*** Opening Material for this task ***

PR #13, opened 2020-04-30
Implement donations

### LINKED ISSUE #3: Donations and transactions
Add `roles` to users. The first role should be `donor`.

Donors can donate money to the system. 
- And endpoint allows a donation from the logged-in user to be initiated, specifying an amount
- The system initiates a transaction of this amount against the mpesa API, a transaction record is added to the system with a pending status
- Because payment APIs are asynchronous, setup a webhook to handle transaction notifications from the payment system and update the transaction record accordingly

We can use the sandbox [Africa's Talking Payments API](https://africastalking.com/payments) to test this out.

We should have a minimum donation value (e.g. KES 50 or 100).

habbes:
Closes #3 
- [x] Allow user to initiate donation using Africa's Talking M-Pesa mobile checkout: `POST /donations/initiate`
- [x] Handle mobile checkout payment notification
- [x] If amount on notification doesn't match amount in requested transaction, apply amount in notification
- [x] provide endpoint to list user's transactions: `GET /transactions` (currently lists all user's transactions)
- [x] allow user to manually check status of transaction (e.g. in case notification was not correctly received or processed) `GET /transactions/:id`

Some open problems to deal with:
- How do we deal with payment notifications that were not initiated from our app or that don't match any existing transaction? I've created issue #19 to deal wit that


habbes:
I also removed `nodemon` cause the way it was being used renders it useless. We can add it again, but only if we configure it properly, such that the server is compiled and restarted after we make changes to the `.ts` source files.

server/src/core/app.ts
```diff
@@ -1,11 +1,18 @@
...
 export interface AppConfig {
+  port: number;
   dbUri: string;
   dbName: string;
-  port: number;
+  atUsername: string;
+  atApiKey: string;
+  atPaymentsProductName: string;
+  atPaymentsProviderChannel: string;
+  atWebhooksRoot: string;
```
BambanzaJuniorThe2nd, line 17: Could you explain to me what `atUsername`, `atApiKey`, `atPaymentsProductName`, `atPaymentsProviderChannel` are for? What are their role within the app?

server/src/core/messages.ts
```diff
@@ -3,9 +3,12 @@ export const ERROR_OPERATION_FAILED = 'Operation failed';
...
+export const ERROR_TRANSACTION_NOT_FOUND = 'Transaction not found';
 export const ERROR_USER_NOT_FOUND = 'User not found';
 export const ERROR_SERVER_ERROR = 'Server error occurred';
 export const ERROR_ROUTE_NOT_FOUND = 'Route does not exist';
 export const ERROR_PHONE_ALREADY_IN_USE = 'The specified phone number is already in use';
+export const ERROR_AT_API_ERROR = 'AfricasTalking error occurred';
 export const ERROR_BENEFICIARY_NOMINATION_FAILED = 'Failed to nominate the specified user as a beneficiary';
-export const ERROR_USER_CANNOT_BE_BENEFICIARY = 'The specified used cannot be nominated as beneficiary';
\ No newline at end of file
+export const ERROR_USER_CANNOT_BE_BENEFICIARY = 'The specified used cannot be nominated as beneficiary';
```
BambanzaJuniorThe2nd, line 14: The message here should be `The specified user cannot be nominated as beneficiary`, not `The specified used cannot be nominated as benefiary`

PR #26, opened 2020-05-19
16 install helmet package

BambanzaJuniorThe2nd:


server/src/server/server.ts
```diff
@@ -2,9 +2,13 @@ import * as express from 'express';
 import * as cors from 'cors';
 import { App } from '../core';
 import { injectApp } from './middleware';
+import * as helmet from 'helmet';
+import * as rateLimit from 'express-rate-limit';
```
habbes, line 6: You should move these standard and third-party packages imports to the top.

*** Closing Material for this task ***

What is required:
Please copy out the records exactly as they appear.

Answer to this problem:
PR #13, opened 2020-04-30
Implement donations

### LINKED ISSUE #3: Donations and transactions
Add `roles` to users. The first role should be `donor`.

Donors can donate money to the system. 
- And endpoint allows a donation from the logged-in user to be initiated, specifying an amount
- The system initiates a transaction of this amount against the mpesa API, a transaction record is added to the system with a pending status
- Because payment APIs are asynchronous, setup a webhook to handle transaction notifications from the payment system and update the transaction record accordingly

We can use the sandbox [Africa's Talking Payments API](https://africastalking.com/payments) to test this out.

We should have a minimum donation value (e.g. KES 50 or 100).

habbes:
Closes #3 
- [x] Allow user to initiate donation using Africa's Talking M-Pesa mobile checkout: `POST /donations/initiate`
- [x] Handle mobile checkout payment notification
- [x] If amount on notification doesn't match amount in requested transaction, apply amount in notification
- [x] provide endpoint to list user's transactions: `GET /transactions` (currently lists all user's transactions)
- [x] allow user to manually check status of transaction (e.g. in case notification was not correctly received or processed) `GET /transactions/:id`

Some open problems to deal with:
- How do we deal with payment notifications that were not initiated from our app or that don't match any existing transaction? I've created issue #19 to deal wit that


habbes:
I also removed `nodemon` cause the way it was being used renders it useless. We can add it again, but only if we configure it properly, such that the server is compiled and restarted after we make changes to the `.ts` source files.

server/src/core/app.ts
```diff
@@ -1,11 +1,18 @@
...
 export interface AppConfig {
+  port: number;
   dbUri: string;
   dbName: string;
-  port: number;
+  atUsername: string;
+  atApiKey: string;
+  atPaymentsProductName: string;
+  atPaymentsProviderChannel: string;
+  atWebhooksRoot: string;
```
BambanzaJuniorThe2nd, line 17: Could you explain to me what `atUsername`, `atApiKey`, `atPaymentsProductName`, `atPaymentsProviderChannel` are for? What are their role within the app?

server/src/core/messages.ts
```diff
@@ -3,9 +3,12 @@ export const ERROR_OPERATION_FAILED = 'Operation failed';
...
+export const ERROR_TRANSACTION_NOT_FOUND = 'Transaction not found';
 export const ERROR_USER_NOT_FOUND = 'User not found';
 export const ERROR_SERVER_ERROR = 'Server error occurred';
 export const ERROR_ROUTE_NOT_FOUND = 'Route does not exist';
 export const ERROR_PHONE_ALREADY_IN_USE = 'The specified phone number is already in use';
+export const ERROR_AT_API_ERROR = 'AfricasTalking error occurred';
 export const ERROR_BENEFICIARY_NOMINATION_FAILED = 'Failed to nominate the specified user as a beneficiary';
-export const ERROR_USER_CANNOT_BE_BENEFICIARY = 'The specified used cannot be nominated as beneficiary';
\ No newline at end of file
+export const ERROR_USER_CANNOT_BE_BENEFICIARY = 'The specified used cannot be nominated as beneficiary';
```
BambanzaJuniorThe2nd, line 14: The message here should be `The specified user cannot be nominated as beneficiary`, not `The specified used cannot be nominated as benefiary`

PR #26, opened 2020-05-19
16 install helmet package

BambanzaJuniorThe2nd:


server/src/server/server.ts
```diff
@@ -2,9 +2,13 @@ import * as express from 'express';
 import * as cors from 'cors';
 import { App } from '../core';
 import { injectApp } from './middleware';
+import * as helmet from 'helmet';
+import * as rateLimit from 'express-rate-limit';
```
habbes, line 6: You should move these standard and third-party packages imports to the top.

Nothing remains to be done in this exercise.